PHOENIX — Three of Arizona’s nine members of the U.S. House of
Representatives say they’re either against or leaning against a resolution
requested by President Barack Obama to use force to punish Syria for using
chemical weapons against its citizens.

Five of the other six House members are on the fence.

Republican Sen. Jeff Flake said Tuesday that he was “”still listening” to
the administration’s lobbying, but said it “seems strange” to believe
officials’ briefings that Syrian targets would be still in place weeks after
they were identified.

Obama won conditional support this week from one of his fiercest foreign policy
critics, Republican Sen. John McCain. The Arizona senator said Tuesday that he
is prepared to vote for the authorization that Obama seeks, but he told NBC he
wouldn’t back a resolution that fails to change the battlefield equation, where
Assad still has the upper hand.

The Associated Press canvassed the state’s nine House members for their
positions Tuesday, reaching all but Republican Rep. Trent Franks.
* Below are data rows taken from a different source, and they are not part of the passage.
PR #1699, opened 2026-04-27
Some minor fixes to Norwegian Bokmål translation

sandakersmann:
Some minor fixes to Norwegian Bokmål translation


idrassi:
Thanks

PR #1705, opened 2026-04-30
Increment version to 1.26.28 in Language.nl.xml

sandakersmann:
Increment version to 1.26.28 in Language.nl.xml as well.


idrassi:
Thank you for catching this...my find-replace all failed me!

Democratic Rep. Raul Grijalva said he was committed to a “no” vote, while
saying he believes the president when he says there’s proof Syrian Bashar Assad
used chemical weapons on his own citizens.

“The debate is about the use of force, the debate is about unilateral
action,” Grijalva told the AP. “And having seen what unilateralism has done in
the past, in Iraq and Afghanistan, particularly in the Middle East, this is a
quagmire I think we need to avoid, and use the international community as a
principal body to level sanctions.”

Two Republican House members also are strongly leaning against a use-of-force
resolution, according to their spokeswomen.

“As of now, unless something drastically changes, he’s leaning towards no,”
spokeswoman Apryl Marie Fogel said of her boss, Rep. Paul Gosar.

Rep. David Schweikert also was strongly leaning against supporting the
resolution.

“David’s not convinced there’s a U.S. interest and if we get engaged, what’s
our exit strategy,” spokeswoman Rachel Semmel said.

Democratic Reps. Ann Kirkpatrick, Ron Barber and Ed Pastor were undecided,
while Rep. Kyrsten Sinema said she was undecided, but had concerns about
ramifications of a strike.

Undecided on the Republican side was Rep. Matt Salmon, who was among 98
Republicans and 18 Democrats who signed a letter to Obama last week demanding
that he seek congressional authorization for any military action against Syria.

“If it is proven that the Assad regime used chemical weapons against its own
people there must be consequences; the question for the administration, Congress
and the American people, is what should those consequences be,” Salmon said in
a weekend statement.

Spokeswoman Kristine Michalson said Salmon was traveling to Washington on
Tuesday and expects to get a classified briefing and attend a hearing Wednesday.
He is on House Foreign Affairs Committee.

A spokesman for Franks didn’t return calls seeking comment.